# Lionel 2338 drive wheels locked



## hudson

I dug out some old engines that have not been out of the box for at least 20 years. Two of them, a 2338 and 2339 both have the same problem, the motors are locked or frozen. If I loosen the truck and slide it almost off the wheels turn so I guess it is the motor. Any suggestions? I don't remember having a problem with these in the past.

Thanks for any help,

Nick


----------



## santafe158

Whatever grease they were last lubed with probably solidified. I'd take it all apart, clean the old grease and dirt out and a lot of guys swear by automotive engine oil to lube them up again. I haven't tried it myself, but I'd imagine it would work well.


----------



## Big Ed

Were they stored in a humid area?
I guess you took the batteries out before putting them away back then right?

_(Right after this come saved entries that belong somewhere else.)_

Issue #2152, opened 2019-10-22
Allow reading config file path from environment variable


AgrawalAmey:
Right now the only way to set config file is to pass the function parameter, hence,  user has to specify the location of the file each time while running spark_connect. Reading the config path file to be read from an environment variable would allow the user to specify it once in .bashrc and use it out of the box.

PR #2153, opened 2019-10-22
Added SPARKLYR_CONFIG_FILE_PATH environment variable as an option to reading sparklyr config

AgrawalAmey:
Fix for issue #2152

### DIFF
--- a/R/config_spark.R
+++ b/R/config_spark.R
@@ -22,7 +22,7 @@ spark_config <- function(file = "config.yml", use_default = TRUE) {
   optionsConfig <- options()[optionsConfigCheck]
   baseConfig <- merge_lists(optionsConfig, baseConfig)
 
-  userEnvConfig <- tryCatch(config::get(file = Sys.getenv("SPARKLYR_CONFIG_FILE_PATH")), error = function(e) NULL)
+  userEnvConfig <- tryCatch(config::get(file = Sys.getenv("SPARKLYR_CONFIG_FILE")), error = function(e) NULL)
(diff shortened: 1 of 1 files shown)


javierluraschi:
Notice that there is also `R_CONFIG_FILE` which is defined in the `config` package and should have a similar behavior: https://github.com/rstudio/config/blob/master/R/get.R#L27

But it also makes sense to have an environment variable for `sparklyr`, would suggest we name this `SPARKLYR_CONFIG_FILE`.

R/config_spark.R
```diff
@@ -22,9 +22,12 @@ spark_config <- function(file = "config.yml", use_default = TRUE) {
   optionsConfig <- options()[optionsConfigCheck]
   baseConfig <- merge_lists(optionsConfig, baseConfig)
 
+  userEnvConfig <- tryCatch(config::get(file = Sys.getenv("SPARKLYR_CONFIG_FILE_PATH")), error = function(e) NULL)
```
javierluraschi:
```suggestion
  userEnvConfig <- tryCatch(config::get(file = Sys.getenv("SPARKLYR_CONFIG_FILE")), error = function(e) NULL)
```

javierluraschi:
Notice that there is also `R_CONFIG_FILE` which is defined in the `config` package and should have a similar behavior: https://github.com/rstudio/config/blob/master/R/get.R#L27

But it also makes sense to have an environment variable for `sparklyr`, would suggest we name this `SPARKLYR_CONFIG_FILE`.

javierluraschi:
Thank you, @AgrawalAmey!

PR #2154, opened 2019-10-22
Support spark 2.4 with scala-2.12 

lu-wang-dl:
Modify `addTaskCompletionListener` so that we can generate the sparklyr jar files with spark 2.4 and support to compile with both scala 2.11 and scala 2.12.


javierluraschi:
LGTM. Thanks @lu-wang-dl! I'll add the change to the `NEWS` file in a follow up commit but would help to include that in future PRs.

PR #2155, opened 2019-10-23
Send R environments to Scala maps

### LINKED ISSUE #1058: Conversion between R and Scala
Dear sparklyr team,

according to some tries and errors on my side, I found out that 
- a ``scala Map`` seems to be well translateable to a ``R named list``
- however a ``R named list`` will be translated to an java Array which is recognized as ``scala Seq`` of respective Type, i.e. it looses its name information
- a ``R environment`` in fact gets translated to ``java Map``, which however unfortunately does not translate that easily to a scala Map

These three observations together suggest to me that:
1. ``scala Maps`` as well ``java Maps`` should be translated to ``R environments`` instead of ``R lists``
1. ``scala Maps`` might be very much preferable over ``java Maps`` as the translation of ``R environments``, just because all suggested examples of extending sparklyr use scala code and not java

what do you think?

kevinykuo:
In this change:

- R environments are now sent to Scala Maps rather than `java.util.Map[Object, Object]`. This is a breaking change for users that depended on the old behavior, but should be minimal if not nonexistent. Closes #1058 which unblocks a few use cases.


kevinykuo:
@dkincaid could you confirm this change resolves the issue with `nlp_text_matcher()`?

dkincaid:
Looks like it's working. I installed sparklyr from kevinykuo/sparklyr@feature/map-serialize and tested using the following (as well as my text_matcher tests):

```r
library(sparklyr)
library(sparknlp)
sc <- spark_connect(master = "local", version = "2.4.0")
jobj <- invoke_new(sc, "com.johnsnowlabs.nlp.annotators.TextMatcher")
opts <- list2env(list(format = "text"))
invoke(jobj, "setEntities", "/tmp/path", sparknlp:::read_as("LINE_BY_LINE"), opts)
```

javierluraschi:
Another workaround would be to create a wrapper function in `sparknlp` that converts a Java Map into a Scala Map; but regardless, I think it makes more sense to default to Scala Maps, not Java Maps, so this PR LGTM.

I would remove the `(breaking change)` statement, users shouldn't care and we will have to make sure extensions are not broken next time we release. If this change backfires while testing extensions, we would have to revert this change and add a new helper Scala function in `sparknlp`, but I think this is unlikely.

kevinykuo:
@javierluraschi could you elaborate on
> Another workaround would be to create a wrapper function in sparknlp that converts a Java Map into a Scala Map

Do you mean that every Scala function that takes a map would need its own custom wrapper function? Or is there a simpler way we're missing here?

javierluraschi:
Yeah, we would need a `sparkNlpSetEntities()` that converts to Scala Maps before making the call to setEntities(). Not sure how many calls are in this situation for SparkNLP, but yeah, we would need one for each call that requires a Scala Map parameter.

I think this PR is totally fine, defaulting to Scala maps makes sense, if it doesn't break anything.

Another option would be to add support for a `convert = FALSE` parameter in `invoke()` which would not convert back to R types but rather retrieve a `jobj`. I think this is needed also in other packages like `reticualte` since sometimes the conversion code gets tricky so it's better to handle it in R. We would need to add a parameter here:

https://github.com/rstudio/sparklyr/blob/fe567e450b4716c8ba3a7beaea5c5103151df503/inst/livy/spark-1.5.2/handler.scala#L29-L32

And then force the serializer to write back a `jobj` in here: https://github.com/rstudio/sparklyr/blob/68fe0bc1f235ce3bc12ac10cf08cb5cbc3e7b95e/inst/livy/spark-1.5.2/serializer.scala#L230-L240

I've opened to consider supporting this: https://github.com/rstudio/sparklyr/issues/2156

kevinykuo:
Made the recommended change to `NEWS` entry.

Merging! (Let me know if this ends up breaking the book)

PR #2163, opened 2019-11-09
[WIP] Specify dplyr package for `filter(...)`

Loquats:
Specify dplyr package for `filter(...)`

### DIFF
--- a/tests/testthat/test-broom-linear_svc.R
+++ b/tests/testthat/test-broom-linear_svc.R
@@ -24,7 +24,7 @@ test_that("linear_svc.augment() works", {
   iris_tbl <- testthat_tbl("iris")
 
   iris_tbl2 <- iris_tbl %>%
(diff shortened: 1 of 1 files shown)


Loquats:
Actually, before I made this change, this test passes when I run it on command line using
```
$ R
> library(devtools)
> test_file("tests/testthat/test-broom-linear_svc.R")
```
But it does not pass when I run `test_file("tests/testthat/test-broom-linear_svc.R")` on the RStudio repl. If I do not make this change, the test fails with error `object 'Species' not found`. Perhaps there is something misconfigured on my RStudio.

javierluraschi:
Other tests run [test_requires("dplyr")](https://github.com/rstudio/sparklyr/blob/0be38f0205ff61089dfbbdb6098078ef726365d1/tests/testthat/test-dplyr.R#L5), either way it's fine. Thanks for the PR!

PR #2176, opened 2019-11-18
support sparklyr executor memory setting and warn to fix printed book issue

javierluraschi:
The printed version of Spark with R book suggests connecting in YARN as:

```
# Memory in Driver
config["sparklyr.shell.driver-memory"] <- "2g"

# Memory per Worker
config["sparklyr.executor.memory"] <- "2G" 

# Cores per Worker
config["sparklyr.shell.executor-cores"] <- 1

# Number of Workers
config["sparklyr.shell.num-executors"] <- 3
```

which is honestly kinda intuitive since one is specifying all settings with `sparklyr` prefix; however, this is incorrect. To help out users, we will support `sparklyr.shell.executor-cores`, but warn users this is the incorrect setting.

### DIFF
--- a/DESCRIPTION
+++ b/DESCRIPTION
@@ -1,7 +1,7 @@
 Package: sparklyr
 Type: Package
 Title: R Interface to Apache Spark
-Version: 1.0.5
+Version: 1.0.5.9000
 Authors@R: c(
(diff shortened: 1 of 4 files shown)


javierluraschi:
Actually, not really... my bad, closing.

PR #355, opened 2015-08-12
Fix a problem with the at_exit error capturing

kratob:
I've run into a problem where `Raven` did not capture errors in a `rails runner` task. It worked in `development` but not on `production`.

The issue is that `Raven` uses the `$ERROR_INFO` global variable. This is an alias for `$!`, but only if you first do a `require 'English'` (http://ruby-doc.org/stdlib-2.1.2/libdoc/English/rdoc/English.html).

I fixed it and added a test. If you're uncomfortable with the test (which has to do a `fork`), feel free to just pick the second commit.

### DIFF
--- a/lib/raven/base.rb
+++ b/lib/raven/base.rb
@@ -228,9 +228,9 @@ module Raven
 
     def install_at_exit_hook(options)
       at_exit do
-        if $ERROR_INFO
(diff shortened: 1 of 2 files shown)


foobear:
Any update on this? We could really use it. :)

dcramer:
Sorry about missing this. Thanks for the patch!

PR #360, opened 2015-08-27
Allow configurable integrations

cgthornt:
This allows inclusion of raven without automatic inclusion of integrations. 

For example, to use all default integrations without sidekiq:

```ruby
require 'sentry-raven-without-integrations'
Raven.inject_without(:sidekiq)
```

To only include railties:

```ruby
require 'sentry-raven-without-integrations'
Raven.inject_only(:ralties)
```

## Todos:

- [x] Specs
- [x] Actually test this out in a dummy app

### DIFF
--- a/lib/raven/base.rb
+++ b/lib/raven/base.rb
@@ -21,6 +21,8 @@ if (major == 1 && minor < 9) || (major == 1 && minor == 9 && patch < 2)
 end
 
 module Raven
+  AVAILABLE_INTEGRATIONS = %w[delayed_job railties sidekiq rack rake]
+
   class << self
     # The client object is responsible for delivering formatted data to the Sentry server.
     # Must respond to #send. See Raven::Client.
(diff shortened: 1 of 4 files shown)


lib/raven/base.rb
```diff
@@ -201,23 +203,39 @@ def rack_context(env)
...
+    end
+
+    def inject_only(*only_integrations)
+      only_integrations = only_integrations.map(&:to_s)
+      integrations_to_load = Raven::AVAILABLE_INTEGRATIONS & only_integrations
+      not_found_integrations = only_integrations - integrations_to_load
+      if not_found_integrations.any?
+        self.logger.warn "Integrations do not exist: #{not_found_integrations.join ', '}"
+      end
+      integrations_to_load &= Gem.loaded_specs.keys
```
nateberkopec: TIL

nateberkopec:
Awesome work. Stellar Ruby as well.

PR #361, opened 2015-09-02
sanitize should match strictly on whole words.

alyssa:
We have a Rails app and one of our `filter_parameters` fields is name. Because of the loose matching on words, fields such as `server_name` get masked.

### DIFF
--- a/lib/raven/processor/sanitizedata.rb
+++ b/lib/raven/processor/sanitizedata.rb
@@ -5,6 +5,7 @@ module Raven
     INT_MASK = 0
     DEFAULT_FIELDS = %w(authorization password passwd secret ssn social(.*)?sec)
     CREDIT_CARD_RE = /^(?:\d[ -]*?){13,16}$/
+    REGEX_SPECIAL_CHARACTERS = %w(. $ ^ { [ ( | ) * + ?)
 
     attr_accessor :sanitize_fields, :sanitize_credit_cards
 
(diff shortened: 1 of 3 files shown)


dcramer:
This might make sense for filter_parameters, but we definitely don't want to allow anything through that contains "password" or "passwd" etc, so those should retain CONTAINS matches.

alyssa:
@dcramer good point. updated so that it doesn't do strict matching on default list.

lib/raven/processor/sanitizedata.rb
```diff
@@ -5,6 +5,7 @@ class Processor::SanitizeData < Processor
     INT_MASK = 0
     DEFAULT_FIELDS = %w(authorization password passwd secret ssn social(.*)?sec)
     CREDIT_CARD_RE = /^(?:\d[ -]*?){13,16}$/
+    REGEX_SPECIAL_CHARACTERS = %w(. $ ^ { [ ( | ) * + ?)
```
xaviershay: alternate suggestion: allow regexes directly in `DEFAULT_FIELDS | sanitize_fields`. That way we don't need to guess (and you can still keep backwards compat).

alyssa: We want to strictly match on whole words such as "name" and "foo_bar", which do not include `REGEX_SPECIAL_CHARACTERS `, in `sanitize_fields`. So, if we allow regexes in both, we would still have the same check?

xaviershay: ah, I see, you can't keep backwards compat with my suggestion. You'd have to specify them as `/\Aname\Z/` instead of `"name"`. Kinda weird.

So my recommendation is probably:

1. Merge this as is, release in next point release.
2. Next major version, switch to doing exact matching of strings and allowing regexes. It's backwards incompatible, but probably less surprising.

alyssa:
@dcramer thoughts on merging this?

lib/raven/processor/sanitizedata.rb
nateberkopec: I agree with this plan.

PR #367, opened 2015-09-17
Fix activejob integration

greysteil:
Looks like this was developed against Rails 5, which isn't released yet. Until then we don't have access to `provider_job_id`, so the existing code will error out during the `Raven.capture_exception` call.


greysteil:
@nateberkopec / @dcramer - would love a speedy 0.15.1 release for this, if you're :+1:. With the current setup I'm pretty sure ActiveJob errors won't be making it into Sentry.

greysteil:
cc @tonywok (patch looks awesome otherwise :heart:)

dcramer:
Looks sane to me. Thanks!

dcramer:
0.15.1 on rubygems

greysteil:
Wow, you work fast @dcramer - thanks!

tonywok:
@dcramer Good catch! I was digging against master without thinking...

PR #374, opened 2015-10-03
Remove deprecated methods

greysteil:
Looks like these were scheduled for deletion in 0.14.

### DIFF
--- a/lib/raven/base.rb
+++ b/lib/raven/base.rb
@@ -85,12 +85,6 @@ module Raven
       client.send_event(event)
     end
 
-    def send(event)
-      Raven.logger.warn "DEPRECATION WARNING: Calling #send on Raven::Base will be \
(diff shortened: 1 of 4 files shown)


spec/raven/integrations/rack_spec.rb
```diff
@@ -102,7 +102,7 @@
     end
 
     stack = Raven::Rack.new(Rack::Lint.new(app))
-    expect { stack.call(env) }.to_not raise_error(Rack::Lint::LintError)
```
nateberkopec: Can you remove this, just because it's unrelated?

nateberkopec:
Can't even keep up with my own deprecation schedule!

greysteil:
Updated!

nateberkopec:
Kaboom.

PR #378, opened 2015-10-15
Active Job w/ Delayed Job Backend

kkumler:
When an exception is caught from delayed job, but was sent via the Active Job backend, other information is available to fetch.

There were situations where only *last_error*, *locked_at*, and *queue* were in the additional data. Depending on point of failure, some of the active_job data may have been included.
This adds the *active_job* data, which may include *arguments*, *job_class*, the Active Job *job_id*, *locale*, and *queue_name*. The Active Job job_id is most useful, as it is included in the default tagged logging.

### DIFF
--- a/lib/raven/integrations/delayed_job.rb
+++ b/lib/raven/integrations/delayed_job.rb
@@ -12,27 +12,30 @@ module Delayed
 
           rescue Exception => exception
             # Log error to Sentry
+            extra = {
+              :delayed_job => {
+                :id          => job.id,
+                :priority    => job.priority,
+                :attempts    => job.attempts,
+                :handler     => job.handler,
+                :last_error  => job.last_error,
+                :run_at      => job.run_at,
+                :locked_at   => job.locked_at,
+                :locked_by   => job.locked_by,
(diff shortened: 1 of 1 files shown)


nateberkopec:
Won't this remove data for DelayedJob users *without* ActiveJob?

kkumler:
The previous delayed_job hash is still there, at the same level of the extra data sent to Sentry.
An example of the extra data sent (as pulled from the json sent to Sentry):

```json
"extra": {
    "active_job": {
        "arguments": [
            {
                "_aj_globalid": "gid://appname/Instance/27"
            }
        ],
        "job_class": "FailingJob",
        "job_id": "4e74c7ac-b309-470a-b6c4-6778642364d6",
        "locale": "en",
        "queue_name": "default"
    },
    "delayed_job": {
        "locked_at": "Thu, 15 Oct 2015 22:56:34 UTC +00:00",
        "queue": "default"
    }
}
```

kkumler:
Rebased from current master, which included the Ruby 1.8.7 test fix.

PR #379, opened 2015-10-16
configuration.unsent_event for Unsent Events

abhillman:
Thank you kindly for considering this PR. This PR addresses https://github.com/getsentry/raven-ruby/issues/376. It does this by implementing a configuration parameter `unsent_event` which is a Proc that is called if:

* the client is in a failure state and is not sending messages
* the server, when using the HTTPTransport, responds with a non-200 status code
* when the transport raises a runtime exception (HTTP, UDP, or any other transport)

Its semantics are similar to `async` — i.e. the default value for the parameter is `false` and we do some checking on the parameter just like `async` to make sure the value is `false` or a callable. These changes are near-robust. I spent quite a long time playing with writing tests in `raven_spec.rb`, but ran into some roadblocks and could use a little help if any maintainers have a spare moment.

Thank you again kindly for considering this PR. This enhancement will be greatly helpful for my active use of raven-ruby and Sentry.

### DIFF
--- a/lib/raven/client.rb
+++ b/lib/raven/client.rb
@@ -23,12 +23,15 @@ module Raven
 
     def send_event(event)
       return false unless configuration_allows_sending
+      unsent_event = configuration.unsent_event
 
       # Convert to hash
       event = event.to_hash
 
       if !@state.should_try?
-        Raven.logger.error("Not sending event due to previous failure(s): #{get_log_message(event)}")
+        message = "Not sending event due to previous failure(s): #{get_log_message(event)}"
+        unsent_event.call(event, message)  if unsent_event.respond_to?(:call)
+        Raven.logger.error(message)
         return
       end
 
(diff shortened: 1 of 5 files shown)


lib/raven/client.rb
```diff
@@ -39,8 +42,12 @@ def send_event(event)
       begin
         transport.send_event(generate_auth_header, encoded_data,
                        :content_type => content_type)
+      rescue Raven::Transports::NonFatalConnectionError => e
```
nateberkopec: Why is this addition necessary?

lib/raven/configuration.rb
```diff
@@ -165,6 +169,13 @@ def async=(value)
 
     alias_method :async?, :async
 
+    def unsent_event=(value)
+      raise ArgumentError.new("unsent_event must be callable (or false to disable)") unless (value == false || value.respond_to?(:call))
+      @unsent_event = value
+    end
+
+    alias_method :unsent_event?, :unsent_event
```
nateberkopec: This alias is confusing and should be removed.

nateberkopec:
If you rebase against master I think your tests should pass.

nateberkopec:
@abhillman ping, had some questions but definitely want to merge this.

nateberkopec:
Closing due to inactivity, feel free to reopen when updated.

PR #432, opened 2016-01-06
⚠️ Ruby Warnings

amatsuda:
This PR eliminates several Ruby warnings.

`require 'raven'`  has been removed here and there in order to fix the circular require warning, which is totally safe because `require 'raven'` has to be already performed by bundler => lib/sentry-raven.rb.


nateberkopec:
Thank you so much @amatsuda!

amatsuda:
:beers:

Issue #438, opened 2016-01-15
Handle `Not a git repository`


dex1t:
`Raven::Configuration.new` outputs fatal message on non-git project. This is noisy :cry: 
```
fatal: Not a git repository (or any of the parent directories): .git
```

dex1t:
Thanks for the quick fix :sparkles:

nateberkopec:
Fixed in 0.15.4

dex1t:
:+1:

PR #440, opened 2016-01-16
Avoid failure log message if not git repository

nateberkopec:
#438

### DIFF
--- a/lib/raven/configuration.rb
+++ b/lib/raven/configuration.rb
@@ -132,15 +132,7 @@ module Raven
       self.sanitize_credit_cards = true
       self.environments = []
 
-      self.release = ENV['HEROKU_SLUG_COMMIT']
-
-      if self.release.nil? || self.release.empty?
-        self.release = File.read(File.join(::Rails.root, 'REVISION')).strip rescue nil
-      end
-
-      if self.release.nil? || self.release.empty?
-        self.release = `git rev-parse --short HEAD`.strip rescue nil
-      end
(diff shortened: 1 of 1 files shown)


yuku-t:
:+1: 

I really need this change. Because I use crontab's email forwarding feature, whenever a cron task starts a Rails server, I receive a mail with the git error message. :expressionless:

nateberkopec:
I'm not sure I got the `File.directory` call right here, need to test this.

yuku-t:
Checking the existence of ".git" directory makes sense as long as current working directory is the root of a git repository. `git` commands can be used in subdirectories so this patch is not perfect, but I think it's probably sufficient.

As I wrote in #444, redirection is another choice. I checked it works as expected in Linux (*NIX) machine. The problem is that I'm not sure whether it works in Windows.

nateberkopec:
:+1: looks like this works

nateberkopec:
Pushing a teeny release soon

dex1t:
:+1:

michaelsauter:
@nateberkopec Any news on that release? Holding off upgrading from 0.15.2 at the moment.

dosire:
@nateberkopec We would also love to see that release. GitLab users are confused by the message https://gitlab.com/gitlab-org/gitlab-ce/issues/12657

nateberkopec:
Fixed in 0.15.4, released.

michaelsauter:
Thanks!

PR #441, opened 2016-01-16
Fix autocorrectable Cops

nateberkopec:


nateberkopec:
Needs some changes to the cops enabled:

* We have a convention of commas in the last element of a literal, let's just keep that
* I dont understand the changes from alias_method and alias
* The parallel assignment changes are silly
* Array %w should be delimited by brackets, not parens

lib/raven/base.rb
```diff
@@ -227,22 +225,22 @@ def inject_only(*only_integrations)
...
+    alias_method :annotate, :annotate_exception
 
     private
 
     def install_at_exit_hook(options)
       at_exit do
-        if $!
-          logger.debug "Caught a post-mortem exception: #{$!.inspect}"
-          capture_exception($!, options)
+        if (exc = $!) # rubocop:disable Style/SpecialGlobalVars
```
olleolleolle: You always have the option of including [English.rb](https://github.com/ruby/ruby/blob/trunk/lib/English.rb#L23) to have `$ERROR_INFO` handy.

That file's been with us a _long_ while.

nateberkopec: unfortunately that seems to cause a bug in this particular instance. I haven't had time to figure out why yet.

nateberkopec:
Closing until I move forward on #442

PR #451, opened 2016-02-01
Fix build failures on Rails 3.2 and Ruby 1.8

eugeneius:
The latest release of Rails 3.2 accidentally introduced some Ruby 1.9 hash syntax, making it incompatible with Ruby 1.8: https://github.com/rails/rails/issues/23248

It will be fixed in an upcoming release, but until then this will get the build passing again.


nateberkopec:
Cheers!

PR #452, opened 2016-02-01
Makefile: version extractor tweaked

olleolleolle:
:golf: 

On my system, the existing code extracted version as `0.15.4".freez`.

Here, a tweak, which outputs the `0.15.4` for the current value.

Or - Perhaps something like this?

```shell
grep 'VERSION =' lib/raven/version.rb | grep '\d+\.\d+\.\d+' -o -E --color=never
```

Which is the same as:

```shell
grep '\d+\.\d+\.\d+' -o -E --color=never lib/raven/version.rb
```


nateberkopec:
Thank you!

Issue #453, opened 2016-02-03
NoMethodError in delayed_job integration


dcramer:
`/lib/raven/integrations/delayed_job.rb:22`

```
NoMethodError: 
undefined method `[]' for nil:NilClass 
```

Reported that job.last_error is nil

PR #454, opened 2016-02-03
Handle nil last_error in delayed_job (fixes GH-453)

dcramer:


nateberkopec:
We should do the same for `handler` too, even if it can't be nil now maybe it will be in the future.

sebastianvera:
Are you planning to release a new version with this fix soon? :flushed:

PR #457, opened 2016-02-12
Rails 5 deprecation warning fix (Module#prepend)

Elektron1c97:
Remove the deprecation warning, WITH legacy support :pray:
```
DEPRECATION WARNING: alias_method_chain is deprecated. Please, use Module#prepend instead. From module, you can access the original method using super.
```


nateberkopec:
Thank you!

PR #458, opened 2016-02-13
Don't check `catch_debugged_exceptions` setting before user has set it

greysteil:
Looks like a side effect of https://github.com/getsentry/raven-ruby/pull/450 was to remove the usefulness of the `catch_debugged_exceptions` setting. Checking this setting obviously need to be done *after* it's set.


nateberkopec:
Whoops - yup!

eugeneius:
:weary: thanks for fixing this, and apologies for breaking it in the first place.

I'm trying to write a spec to cover this behaviour now, although `Rails::Application` being a singleton is making things difficult.

PR #459, opened 2016-02-14
Check catch_debugged_exceptions option at runtime

eugeneius:
Instead of adding the hook to report debugged exceptions based on the value of the configuration option while Rails is initialising, we can always add the hook, but have it check the option at runtime. This is more in line with how other configuration options are used, and means that the option can be set or changed at any time, which would have prevented #458.

This also lets us write tests that exercise this behaviour, since the logic is no longer tied to the Rails initialisation process, which can only happen once during the test suite.

### DIFF
--- a/lib/raven/integrations/rails.rb
+++ b/lib/raven/integrations/rails.rb
@@ -22,19 +22,17 @@ module Raven
     end
 
     config.after_initialize do
-      if Raven.configuration.catch_debugged_exceptions
-        require 'raven/integrations/rails/middleware/debug_exceptions_catcher'
-        if defined?(::ActionDispatch::DebugExceptions)
-          exceptions_class = ::ActionDispatch::DebugExceptions
-        elsif defined?(::ActionDispatch::ShowExceptions)
-          exceptions_class = ::ActionDispatch::ShowExceptions
-        end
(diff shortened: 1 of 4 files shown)


nateberkopec:
Punting on this for 0.15.6. It feels really weird that we inject our middleware no matter what here.

nateberkopec:
Yeah, I'm not comfortable with this. I think the long term fix for making this testable is probably related to #462, because working with this singleton Raven configuration in our tests is making us bend over backwards. We should fix how we deal with this in the tests rather than the code.

eugeneius:
:+1:

eugeneius:
Thinking about this some more, testing this code is difficult because Rails is a singleton, not Raven - addressing #462 won't make it any easier.

Interestingly, Rails had the same choice to make with `ActionDispatch::ShowExceptions` - [it doesn't do anything](https://github.com/rails/rails/blob/v4.2.5.1/actionpack/lib/action_dispatch/middleware/show_exceptions.rb#L32-L33) unless `env['action_dispatch.show_exceptions']` is set, but it's [always included anyway](https://github.com/rails/rails/blob/v4.2.5.1/railties/test/application/middleware_test.rb#L128-L133).

PR #461, opened 2016-02-16
Return original response in debug middleware patch

### LINKED ISSUE #460: Sentry not working with Rails 4.2.5.1 ? (undefined method `[]=' for nil:NilClass)
When adding Sentry to a new Rails 4.2.5.1 project i get ``` undefined method `[]=' for nil:NilClass ``` after every exception

It makes stack traces harder to read, and worse : 404 errors such as routing errors turn into 500.

Here is a sample stack trace illustrating the problem : https://gist.github.com/vdaubry/b8be537646c4f3536bc8

Here is the list of gems (i only added sentry to a new rails project) :
https://gist.github.com/vdaubry/5511ef807134b3ee3e07

Steps to reproduce :
* Create a new rails 4.2.5.1 project
* Add sentry gem

Edit :
If i remove the ``` sentry-raven ``` gem the ``` undefined method `[]=' for nil:NilClass ``` disappears

eugeneius:
Fixes #460.

The call to the original `render_exception` method was moved into an ensure block to prevent errors in this module from interfering with Rails' own error handling behaviour. However an ensure block has no effect on the return value of the method, and we were returning the result of `Raven::Rack.capture_exception` instead of the response generated by the original Rails middleware.

### DIFF
--- a/lib/raven/integrations/rails/middleware/debug_exceptions_catcher.rb
+++ b/lib/raven/integrations/rails/middleware/debug_exceptions_catcher.rb
@@ -3,9 +3,11 @@ module Raven
     module Middleware
       module DebugExceptionsCatcher
         def render_exception(env_or_request, exception)
-          env = env_or_request.respond_to?(:env) ? env_or_request.env : env_or_request
-          Raven::Rack.capture_exception(exception, env)
-        ensure
+          begin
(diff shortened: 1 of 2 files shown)


nateberkopec:
> an ensure block has no effect on the return value of the method

TIL

PR #547, opened 2016-09-20
Pass JSON-compatible hashes to `async`

### LINKED ISSUE #511: Event.to_hash sometimes contains anonymous modules or classes, which cannot be dumped to YAML

nateberkopec:
Fixes #511.

This changes the type of the object given to the `async` callback.

This change will *break* any async callback like the following:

Don't they have a worm gear? If so that doesn't get the oil but lube instead.
I believe it is the white lithium grease that is recommended. I will go and check.
Lionel grease that they used back then hardened up almost like cement. :smilie_daumenneg:

Clean all the grease you can and use 5/20 or 5/30 motor oil. Just a few drops will do it, what grease you don't get the motor oil will break down.

Maybe the armature assembly is rusted too?

Probably they both just need a good cleaning and service job.


----------



## gunrunnerjohn

First thing I'd do is remove the motor and make sure the truck gears are free. Then you can see if the motor is frozen. You can separate the motor brush plate and remove the armature, clean everything up and then reassemble. These are actually very easy to work on, and I suspect once cleaned and lubed, they'll run like new, it's almost impossible to kill them. 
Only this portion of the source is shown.